What needs to be done> Read the lines below, and copy any that contain the string "review".

Material provided>
PR #1692, opened 2024-04-19
Add pinhole radius to sample layer distortion

psavery:
This is now an option for sample layer distortion. It is used to compute the critical beta angle, and invalidate points outside of that angle.

Depends on: hexrd/hexrd#635


saransh13 (approved):
LGTM

Issue #1690, opened 2024-04-18
Intensities not syncing after B&C adjustment


saransh13:
Steps:
1. Started the structureless calibration in logs-log-sqrt intensity scaling
2. Tried to edit points in two-click mode
3. Intensity in the zoom-in box was using scaling None instead of the log-log-sqrt

Example image below

![Screenshot 2024-04-18 at 11 28 03 AM](https://github.com/HEXRD/hexrdgui/assets/15834451/318dd72b-0705-4fcb-a9ac-8ebbabcf58a7)

psavery:
This should be fixed in #1693

PR #1693, opened 2024-04-19
Masking fixes

bnmajor:
- Make sure cartesian coordinates are clipped before converting to/from raw coords
- Apply tth distortion (if needed) to mask coords when converted from raw to polar

Fixes: #1690

### DIFF
--- a/hexrdgui/calibration/polarview.py
+++ b/hexrdgui/calibration/polarview.py
@@ -407,7 +407,7 @@ class PolarView:
 
         # Both "visible" and "boundary" masks are applied to the
         # computational image
-        comp_img = self.apply_boundary_masks(img)
+        comp_img = self.apply_boundary_masks(disp_img)
         self.computation_img = comp_img
 
     def apply_snip(self, img):
@@ -489,7 +489,7 @@ class PolarView:
 
         # Both "visible" and "boundary" masks are applied to the
         # computational image
-        comp_img = self.apply_boundary_masks(img)
+        comp_img = self.apply_boundary_masks(disp_img)
         self.computation_img = comp_img
 
     @property
--- a/hexrdgui/calibration/polarview.py
+++ b/hexrdgui/calibration/polarview.py
@@ -401,14 +401,13 @@ class PolarView:
         # masks should also be distorted as well.
 
         # We only apply "visible" masks to the display image
-        img = self.apply_visible_masks(img)
-        disp_img = self.apply_tth_distortion(img)
+        img = self.apply_tth_distortion(img)
+        disp_img = self.apply_visible_masks(img)
         self.display_image = disp_img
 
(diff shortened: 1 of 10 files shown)


hexrdgui/calibration/polarview.py
```diff
@@ -491,7 +491,6 @@ def reapply_masks(self):
         # Both "visible" and "boundary" masks are applied to the
         # computational image
         comp_img = self.apply_boundary_masks(img)
-        comp_img = self.apply_tth_distortion(comp_img)
```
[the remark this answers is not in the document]
bnmajor: Yes and no - this commit appears completely out of sync with my local branch so I'm going to re-push those changes. The deletion is intentional but only because we're swapping the order of operations so we don't need to apply the tth distortion twice.

hexrdgui/masking/create_raw_mask.py
```diff
@@ -55,10 +53,74 @@ def convert_polar_to_raw(line_data, reverse_tth_distortion=True):
...
+                    # The correct intersection should be the closest to coords1
+                    distances = np.sqrt(
+                        ((coords1 - intersections)**2).sum(axis=1)
+                    )
+                    new_coords = intersections[np.argmin(distances)]
+
+                    add_coords.append(new_coords)
+                    add_indices.append(new_idx)
+
+                raw = np.insert(raw, add_indices, add_coords, axis=0)
```
psavery, line 122: @saransh13 Can you review this code section? Let me know if you think of a simpler or better way to do anything.

hexrdgui/calibration/polarview.py
```diff
@@ -401,14 +401,13 @@ def apply_image_processing(self):
...
         # We only apply "visible" masks to the display image
-        img = self.apply_visible_masks(img)
-        disp_img = self.apply_tth_distortion(img)
+        img = self.apply_tth_distortion(img)
+        disp_img = self.apply_visible_masks(img)
         self.display_image = disp_img
 
         # Both "visible" and "boundary" masks are applied to the
         # computational image
         comp_img = self.apply_boundary_masks(img)
```
psavery, line 410: @bnmajor For the `comp_img`, we want to apply *both* the visible masks and the boundary masks, right? So should the input to this function be the `disp_img` (where the visible masks have been applied)?

psavery: Same for `reapply_masks`

psavery: I believe this will fix #1690

bnmajor: Sounds good! Fixed now.

saransh13 (approved):
Nice job with the major improvement in performance, and fixing many bugs with the mask boundaries. LGTM

PR #1789, opened 2025-02-14
Export masked lineout intensities as nans

psavery:
Previously, the masked lineout intensities were being filled with zeros accidentally (through a conversion to a numpy array). Instead, we want to fill the masked intensities with nan before exporting.

This fixes the issue.


saransh13 (changes requested):
Can you filter out the two theta points with `nan` values from the azimuthal average? I don't these points should be included in the output.

psavery:
@saransh13 Fixed. Ready for review again.

saransh13 (approved):
LGTM

PR #1796, opened 2025-02-28
Modify several settings to increase canvas size

psavery:
This reduces the required widths of the image mode widget and the calibration widget in order to allow the main canvas to be larger.

The users can still increase the sizes of these widgets if they prefer, but on some computers, like Mac laptops with lower resolution settings, it is very helpful to allow the widgets to be smaller, and the canvas to be larger.

We typically should prefer having a very large canvas, as that contains the most important thing to see: the data.


saransh13 (approved):
LGTM

PR #1797, opened 2025-03-03
Use buttons in toolbar

bnmajor:
This branch also needs an okay from UDRI folks since this change would affect all user workflows (although hopefully as an improvement for all).
Feedback and remaining changes:
- [x] Make sure the frame can still be input manually
- [x] Investigate omega to make sure that the toolbar is not being re-sized/shifting around (Note: There is no fix in this PR but I was unable to reproduce re-sizing/shifting)

### DIFF
--- a/hexrdgui/image_series_toolbar.py
+++ b/hexrdgui/image_series_toolbar.py
@@ -1,11 +1,14 @@
 from pathlib import Path
 from PySide6.QtCore import QCoreApplication, Qt
-from PySide6.QtWidgets import QGridLayout, QLabel, QSlider, QSpinBox, QWidget
+from PySide6.QtWidgets import (
+    QGridLayout, QLabel, QLineEdit, QPushButton, QSlider, QWidget
+)
 from PySide6.QtGui import QFontMetrics, QPixmap
 from hexrdgui import resource_loader
 
 import hexrdgui.resources.icons
 from hexrdgui.hexrd_config import HexrdConfig
+from hexrdgui.utils import block_signals
 
 
 class ImageSeriesInfoToolbar(QWidget):
@@ -62,6 +65,8 @@ class ImageSeriesToolbar(QWidget):
         self.ims = ims
         self.slider = None
         self.frame = None
+        self.back_button = None
+        self.forward_button = None
         self.layout = None
         self.widget = None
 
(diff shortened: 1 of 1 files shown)


hexrdgui/image_series_toolbar.py
```diff
@@ -161,6 +177,17 @@ def update_omega_label_text(self):
 
         self.omega_label.setText(omega_label_text(*ome_range))
 
+    def update_back_forward_buttons(self, val):
+        self.back_button.setEnabled(self.slider.minimum() != val)
+        self.forward_button.setEnabled(self.slider.maximum() != val)
+
+    def change_frame(self, value):
```
psavery, line 184:
```suggestion
    def shift_frame(self, value):
```
Can you rename this so it's clear that we are shifting by the value, rather than changing *to* the value?

hexrdgui/image_series_toolbar.py
```diff
@@ -74,14 +79,19 @@ def __init__(self, ims, parent=None):
 
     def setup_connections(self):
         self.slider.valueChanged.connect(self.val_changed)
-        self.slider.valueChanged.connect(self.frame.setValue)
-        self.frame.valueChanged.connect(
-            self.slider.setSliderPosition)
+        self.slider.valueChanged.connect(lambda i: self.frame.setText(str(i)))
+        self.frame.textChanged.connect(
+            lambda i: self.slider.setSliderPosition(int(i)))
```
psavery, line 84:
```suggestion
        self.frame.editingFinished.connect(self.on_frame_edited)
```

I think we should only trigger an update after the user has finished editing. Otherwise, if they type in `11`, for example, it triggers an update with every keystroke (so first loads frame `1` and then loads frame `11`).

But `editingFinished` also does not supply the new text as an argument, so you'd also have to check it with `self.frame.text()`.

Also, we need to do some validation for the text that the user enters. I can type in invalid text like `f` and it produces an exception. Instead, we should do something like this:

```python
    try:
        val = int(text)
    except ValueError:
        # Not a valid integer. Restore the previous value.
        val = prev_val

    # Clip the value to the min/max range
    val = max(min_val, val)
    val = min(max_val, val)
```

Notice also we should clip the value to the min/max range.

psavery:
We need to increase the width of the line edit based upon the max number of digits in the range. Notice that if the max value is 4 digits, when we get to the 4 digit numbers, part of the number is cut off. The below number is `1351`.
image

For FIDDLE, it can be just wide enough to hold 1 digit, since that's all it will ever have.

Maybe you can do something like this: `num_digits = len(str(max_frame_index))`.

psavery (approved):

PR #1800, opened 2025-03-07
Refactor HEDM calibration to use new workflow

psavery:
This refactors the HEDM calibration to use the new calibration workflow we have been using for powder and Laue. It includes the use of lmfit for boundary constraints, support for relative constraints between detectors (including for subpanels), and many highly desirable features such as undo/redo.

This refactoring completely eliminates the need for the old calibration workflow, and thus a lot of old code is being removed as well, including the ability to set refinements in the instrument tree view and the refinements editor.

Although this still needs to be further tested, it is overall a major improvement for HEDM calibration.

Depends on: hexrd/hexrd#779


psavery:
Since this is somewhat urgent, we'll get it in and perform any necessary cleanup later...

PR #1802, opened 2025-03-12
Fix issue with panel buffer dialog losing focus

psavery:
This fixes an issue where `setData()` would be called with the `enable` status of the panel buffer button when the panel buffer button loses focus! This was highly unexpected behavior, and resulted in a lot of errors and issues...


psavery:
Merging, as this is needed somewhat urgently...

PR #1805, opened 2025-03-14
Fix the application name on macos

psavery:
Unfortunately, this requires a third-party library, since macos requires these things to be edited in Objective C (which Python cannot natively do).

However, the third-party library appears reliable.

Here is what the app name appeared as previously:

Screenshot 2025-03-13 at 7 46 18 PM

But now it displays "HEXRD" instead of "Python" in both places.


saransh13 (approved):
Fixed the issue. LGTM

PR #1806, opened 2025-03-14
Atlas config

bnmajor:
DRAFT: Depends on #1761 and HEXRD/hexrd#736


bnmajor:
@psavery Let me know if you need data to test this branch with

bnmajor:
@saransh13 This is ready for feedback when you have the chance!

saransh13 (approved):
Tested this and the results look correct to me. LGTM

hexrdgui/llnl_import_tool_dialog.py
```diff
@@ -39,6 +39,65 @@
 from hexrdgui.utils.dialog import add_help_url
 
 
+class AtlasConfig:
```
psavery, line 42: I think it'd be nicer if `AtlasConfig` was on its own separate file, such as `atlas_config.py`. But we can leave it for this PR.

psavery (approved):

PR #1810, opened 2025-03-17
Add option to save images in fch5 format

psavery:
This also "fixes" the issue where, when you have multiple detectors, the dialog asking for the threshold would pop up once for every detector.

Now it just pops up once and uses the same threshold for all detectors.


ChristosT (approved):
Looks good. I verified that it works locally.

PR #1811, opened 2025-03-18
Calibration distortion fixes

psavery:
This implements several fixes for using detector distortion parameters during HEDM calibration.


psavery:
Merged as this is somewhat urgent.

PR #1813, opened 2025-03-20
Add ability to create waterfall plots

psavery:
If the loaded data is an imageseries with 2 to 10 frames per detector, a new button appears in the polar view settings named "Waterfall Plot".

If clicked, an azimuthal lineout is computed for every frame in the imageseries, and the results are displayed in an interactive waterfall plot.

Since the azimuthal lineout intensities are arbitrarily scaled and offset, the plots can be vertically stacked on top of one another with some spacing between. Clicking and dragging allows one to move a plot up/down. Shift-clicking and dragging also allows the plot to move left/right (which is typically not advised since two theta should not change). Using the mouse wheel while hovering over a lineout causes that lineout to scale up/down in relative intensity.

In summary, this allows for easy comparison of the different azimuthal lineouts for each frame in the imageseries.

image

### DIFF
--- a/hexrdgui/calibration/polarview.py
+++ b/hexrdgui/calibration/polarview.py
@@ -55,9 +55,6 @@ class PolarView:
             # Use an image dict with the panel buffers applied.
             # This keeps invalid pixels from bleeding out in the polar view
             self.images_dict = HexrdConfig().images_dict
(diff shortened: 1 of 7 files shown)


saransh13 (approved):
LGTM. Ready to merge!

PR #1814, opened 2025-03-21
Fix median filter menu checkbox

bnmajor:
When the median filter is set immediately after the LLNL import workflow is complete the menu option still needs to be toggled "on" if the filter is applied. Make sure that it is.

### DIFF
--- a/hexrdgui/llnl_import_tool_dialog.py
+++ b/hexrdgui/llnl_import_tool_dialog.py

Result of this exercise>
psavery, line 122: @saransh13 Can you review this code section? Let me know if you think of a simpler or better way to do anything.
@saransh13 Fixed. Ready for review again.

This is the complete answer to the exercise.